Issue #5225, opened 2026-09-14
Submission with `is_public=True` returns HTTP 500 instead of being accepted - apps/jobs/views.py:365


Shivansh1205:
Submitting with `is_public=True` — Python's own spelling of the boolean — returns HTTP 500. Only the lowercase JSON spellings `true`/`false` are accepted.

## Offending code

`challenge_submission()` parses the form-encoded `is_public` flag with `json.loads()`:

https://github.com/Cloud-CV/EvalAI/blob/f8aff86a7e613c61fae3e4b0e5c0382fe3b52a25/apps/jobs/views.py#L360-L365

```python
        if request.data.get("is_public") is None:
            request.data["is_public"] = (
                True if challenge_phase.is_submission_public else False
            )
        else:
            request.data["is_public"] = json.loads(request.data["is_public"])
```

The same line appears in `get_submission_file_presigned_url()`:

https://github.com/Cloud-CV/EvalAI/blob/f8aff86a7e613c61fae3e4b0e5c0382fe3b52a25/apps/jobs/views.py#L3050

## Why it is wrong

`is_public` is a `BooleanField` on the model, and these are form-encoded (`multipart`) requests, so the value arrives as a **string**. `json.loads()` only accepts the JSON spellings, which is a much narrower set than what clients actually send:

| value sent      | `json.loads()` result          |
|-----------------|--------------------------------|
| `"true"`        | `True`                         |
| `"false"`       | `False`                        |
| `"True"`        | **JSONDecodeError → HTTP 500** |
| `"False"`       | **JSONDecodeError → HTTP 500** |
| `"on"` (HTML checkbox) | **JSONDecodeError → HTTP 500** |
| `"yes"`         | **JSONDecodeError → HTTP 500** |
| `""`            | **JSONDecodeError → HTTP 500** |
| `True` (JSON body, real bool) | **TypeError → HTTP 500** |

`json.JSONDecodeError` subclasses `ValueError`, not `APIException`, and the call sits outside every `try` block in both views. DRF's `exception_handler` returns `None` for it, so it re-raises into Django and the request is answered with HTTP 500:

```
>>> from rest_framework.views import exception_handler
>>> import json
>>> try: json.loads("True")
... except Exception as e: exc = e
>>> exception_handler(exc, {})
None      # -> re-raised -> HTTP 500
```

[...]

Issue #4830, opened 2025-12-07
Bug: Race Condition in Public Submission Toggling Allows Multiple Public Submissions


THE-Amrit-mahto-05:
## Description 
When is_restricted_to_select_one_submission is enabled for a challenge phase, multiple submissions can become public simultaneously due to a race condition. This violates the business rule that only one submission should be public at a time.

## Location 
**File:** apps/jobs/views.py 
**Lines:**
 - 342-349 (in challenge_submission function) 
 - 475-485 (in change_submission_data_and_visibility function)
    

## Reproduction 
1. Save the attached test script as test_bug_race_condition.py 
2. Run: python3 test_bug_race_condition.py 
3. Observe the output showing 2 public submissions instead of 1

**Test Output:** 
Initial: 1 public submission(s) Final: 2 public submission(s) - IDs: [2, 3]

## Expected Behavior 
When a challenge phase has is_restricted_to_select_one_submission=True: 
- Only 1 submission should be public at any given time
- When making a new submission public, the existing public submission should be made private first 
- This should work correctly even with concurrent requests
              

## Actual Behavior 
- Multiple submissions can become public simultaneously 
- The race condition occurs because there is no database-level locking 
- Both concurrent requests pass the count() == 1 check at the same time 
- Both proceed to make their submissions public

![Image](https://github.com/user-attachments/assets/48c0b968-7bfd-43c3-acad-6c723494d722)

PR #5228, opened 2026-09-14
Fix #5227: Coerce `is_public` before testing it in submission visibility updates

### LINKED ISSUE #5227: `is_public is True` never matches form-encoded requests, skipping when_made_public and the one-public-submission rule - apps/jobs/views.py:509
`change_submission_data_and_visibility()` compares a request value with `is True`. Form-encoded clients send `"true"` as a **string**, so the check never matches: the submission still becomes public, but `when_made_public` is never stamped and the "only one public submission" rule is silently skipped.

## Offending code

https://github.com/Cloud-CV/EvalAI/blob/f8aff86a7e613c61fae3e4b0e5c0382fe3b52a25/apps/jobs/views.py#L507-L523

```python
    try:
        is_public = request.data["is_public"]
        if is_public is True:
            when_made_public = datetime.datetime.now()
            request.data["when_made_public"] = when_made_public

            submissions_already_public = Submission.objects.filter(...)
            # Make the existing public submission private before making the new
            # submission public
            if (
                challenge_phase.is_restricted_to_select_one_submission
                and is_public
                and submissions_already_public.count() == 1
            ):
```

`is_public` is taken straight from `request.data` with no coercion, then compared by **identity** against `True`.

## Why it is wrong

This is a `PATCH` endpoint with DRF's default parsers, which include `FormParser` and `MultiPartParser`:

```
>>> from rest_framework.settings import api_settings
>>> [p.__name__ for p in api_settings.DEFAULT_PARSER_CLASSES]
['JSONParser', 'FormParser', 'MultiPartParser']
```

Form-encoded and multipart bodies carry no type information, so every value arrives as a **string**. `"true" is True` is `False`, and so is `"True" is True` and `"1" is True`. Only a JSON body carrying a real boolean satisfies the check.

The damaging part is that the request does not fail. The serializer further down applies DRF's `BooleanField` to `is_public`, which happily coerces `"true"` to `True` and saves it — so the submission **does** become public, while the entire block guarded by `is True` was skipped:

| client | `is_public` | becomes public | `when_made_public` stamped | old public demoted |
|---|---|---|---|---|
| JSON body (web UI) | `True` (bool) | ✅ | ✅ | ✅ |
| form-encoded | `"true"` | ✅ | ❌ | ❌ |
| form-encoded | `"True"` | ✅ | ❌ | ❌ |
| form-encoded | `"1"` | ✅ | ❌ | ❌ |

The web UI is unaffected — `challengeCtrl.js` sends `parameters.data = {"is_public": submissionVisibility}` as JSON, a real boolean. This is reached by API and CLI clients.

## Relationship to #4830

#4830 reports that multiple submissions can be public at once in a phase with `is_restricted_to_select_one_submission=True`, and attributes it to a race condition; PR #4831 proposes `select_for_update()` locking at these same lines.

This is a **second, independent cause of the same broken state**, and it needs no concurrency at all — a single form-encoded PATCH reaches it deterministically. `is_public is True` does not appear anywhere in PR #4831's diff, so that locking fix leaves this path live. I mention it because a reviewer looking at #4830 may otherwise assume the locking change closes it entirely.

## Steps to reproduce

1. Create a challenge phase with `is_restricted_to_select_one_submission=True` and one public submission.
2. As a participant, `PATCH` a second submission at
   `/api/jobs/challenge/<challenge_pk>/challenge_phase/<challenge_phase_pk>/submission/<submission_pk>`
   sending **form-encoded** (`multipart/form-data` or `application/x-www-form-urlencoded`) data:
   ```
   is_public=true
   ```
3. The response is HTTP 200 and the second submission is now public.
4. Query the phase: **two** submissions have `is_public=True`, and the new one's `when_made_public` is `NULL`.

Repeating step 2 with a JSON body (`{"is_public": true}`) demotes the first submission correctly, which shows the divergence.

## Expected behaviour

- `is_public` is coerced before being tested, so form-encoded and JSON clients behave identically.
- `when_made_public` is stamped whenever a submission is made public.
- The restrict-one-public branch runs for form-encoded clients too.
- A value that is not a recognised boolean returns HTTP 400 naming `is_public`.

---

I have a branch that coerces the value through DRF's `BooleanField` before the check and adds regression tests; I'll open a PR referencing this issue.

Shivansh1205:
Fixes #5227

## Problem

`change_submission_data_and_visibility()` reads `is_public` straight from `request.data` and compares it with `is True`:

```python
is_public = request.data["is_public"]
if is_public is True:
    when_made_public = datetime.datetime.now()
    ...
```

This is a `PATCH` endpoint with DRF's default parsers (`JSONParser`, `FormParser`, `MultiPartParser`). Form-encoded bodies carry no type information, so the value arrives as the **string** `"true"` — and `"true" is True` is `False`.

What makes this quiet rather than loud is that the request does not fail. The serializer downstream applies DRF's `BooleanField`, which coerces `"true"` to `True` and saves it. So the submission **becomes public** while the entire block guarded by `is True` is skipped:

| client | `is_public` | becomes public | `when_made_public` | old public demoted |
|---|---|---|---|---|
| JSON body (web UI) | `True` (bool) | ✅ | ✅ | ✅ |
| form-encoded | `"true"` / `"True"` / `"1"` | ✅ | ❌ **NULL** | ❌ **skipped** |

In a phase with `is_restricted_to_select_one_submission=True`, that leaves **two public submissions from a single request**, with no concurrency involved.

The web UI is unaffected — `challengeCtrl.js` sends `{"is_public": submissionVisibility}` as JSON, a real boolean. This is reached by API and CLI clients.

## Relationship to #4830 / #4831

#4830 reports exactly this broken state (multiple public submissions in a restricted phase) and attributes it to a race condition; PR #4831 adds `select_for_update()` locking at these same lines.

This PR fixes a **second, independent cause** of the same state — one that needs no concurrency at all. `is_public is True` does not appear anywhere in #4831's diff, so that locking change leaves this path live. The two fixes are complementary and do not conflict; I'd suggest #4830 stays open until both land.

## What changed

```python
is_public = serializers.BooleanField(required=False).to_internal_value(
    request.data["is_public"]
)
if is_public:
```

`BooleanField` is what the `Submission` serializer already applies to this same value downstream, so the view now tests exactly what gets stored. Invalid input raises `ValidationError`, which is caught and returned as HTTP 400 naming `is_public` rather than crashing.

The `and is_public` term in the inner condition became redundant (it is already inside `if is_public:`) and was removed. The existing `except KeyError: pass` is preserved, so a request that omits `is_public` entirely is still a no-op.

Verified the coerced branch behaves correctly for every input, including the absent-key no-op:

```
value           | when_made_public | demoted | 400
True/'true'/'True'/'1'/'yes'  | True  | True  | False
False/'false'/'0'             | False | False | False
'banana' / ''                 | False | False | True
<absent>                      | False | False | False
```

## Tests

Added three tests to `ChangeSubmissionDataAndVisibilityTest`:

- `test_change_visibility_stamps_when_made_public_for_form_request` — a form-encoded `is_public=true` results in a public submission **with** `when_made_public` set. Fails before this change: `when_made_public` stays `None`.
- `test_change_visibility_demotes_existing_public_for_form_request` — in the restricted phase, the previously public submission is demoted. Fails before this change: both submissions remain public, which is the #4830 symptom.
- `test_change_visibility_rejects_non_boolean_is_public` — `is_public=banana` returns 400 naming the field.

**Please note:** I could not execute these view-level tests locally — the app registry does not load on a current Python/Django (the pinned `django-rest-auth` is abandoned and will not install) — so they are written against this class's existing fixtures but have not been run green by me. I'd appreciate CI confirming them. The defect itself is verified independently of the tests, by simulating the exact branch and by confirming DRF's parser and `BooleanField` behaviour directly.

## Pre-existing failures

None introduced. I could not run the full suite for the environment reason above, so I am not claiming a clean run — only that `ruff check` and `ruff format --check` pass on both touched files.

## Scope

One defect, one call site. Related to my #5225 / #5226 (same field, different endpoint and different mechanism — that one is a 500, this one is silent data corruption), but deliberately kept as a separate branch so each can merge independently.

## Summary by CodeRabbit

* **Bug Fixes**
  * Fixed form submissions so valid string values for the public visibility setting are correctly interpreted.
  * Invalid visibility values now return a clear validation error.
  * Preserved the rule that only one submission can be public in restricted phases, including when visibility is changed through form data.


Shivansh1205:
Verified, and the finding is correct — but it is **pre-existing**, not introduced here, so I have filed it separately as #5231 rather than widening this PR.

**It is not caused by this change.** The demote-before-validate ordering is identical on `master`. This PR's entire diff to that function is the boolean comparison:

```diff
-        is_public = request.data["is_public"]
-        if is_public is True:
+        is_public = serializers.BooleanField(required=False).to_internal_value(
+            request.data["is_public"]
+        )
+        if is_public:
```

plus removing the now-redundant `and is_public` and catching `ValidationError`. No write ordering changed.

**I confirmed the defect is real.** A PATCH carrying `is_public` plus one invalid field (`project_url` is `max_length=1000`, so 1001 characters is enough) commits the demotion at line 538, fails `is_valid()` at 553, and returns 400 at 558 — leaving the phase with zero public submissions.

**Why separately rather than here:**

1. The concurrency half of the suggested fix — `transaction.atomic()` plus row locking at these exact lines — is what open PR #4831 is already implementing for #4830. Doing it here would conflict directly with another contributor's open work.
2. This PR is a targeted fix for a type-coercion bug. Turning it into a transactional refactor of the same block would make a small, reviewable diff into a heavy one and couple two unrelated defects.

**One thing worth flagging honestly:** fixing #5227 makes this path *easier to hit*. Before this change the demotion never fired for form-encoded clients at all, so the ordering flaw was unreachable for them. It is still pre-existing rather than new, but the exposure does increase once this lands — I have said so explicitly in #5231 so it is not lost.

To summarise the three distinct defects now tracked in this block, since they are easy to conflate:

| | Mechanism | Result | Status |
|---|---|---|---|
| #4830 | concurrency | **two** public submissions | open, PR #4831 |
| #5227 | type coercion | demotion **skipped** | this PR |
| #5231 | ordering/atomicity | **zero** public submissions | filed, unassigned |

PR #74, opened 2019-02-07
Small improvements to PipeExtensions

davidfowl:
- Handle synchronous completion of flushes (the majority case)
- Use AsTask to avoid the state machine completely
+ + +
Take each line of the material that contains the word "Django" and list it.

`json.JSONDecodeError` subclasses `ValueError`, not `APIException`, and the call sits outside every `try` block in both views. DRF's `exception_handler` returns `None` for it, so it re-raises into Django and the request is answered with HTTP 500:
**Please note:** I could not execute these view-level tests locally — the app registry does not load on a current Python/Django (the pinned `django-rest-auth` is abandoned and will not install) — so they are written against this class's existing fixtures but have not been run green by me. I'd appreciate CI confirming them. The defect itself is verified independently of the tests, by simulating the exact branch and by confirming DRF's parser and `BooleanField` behaviour directly.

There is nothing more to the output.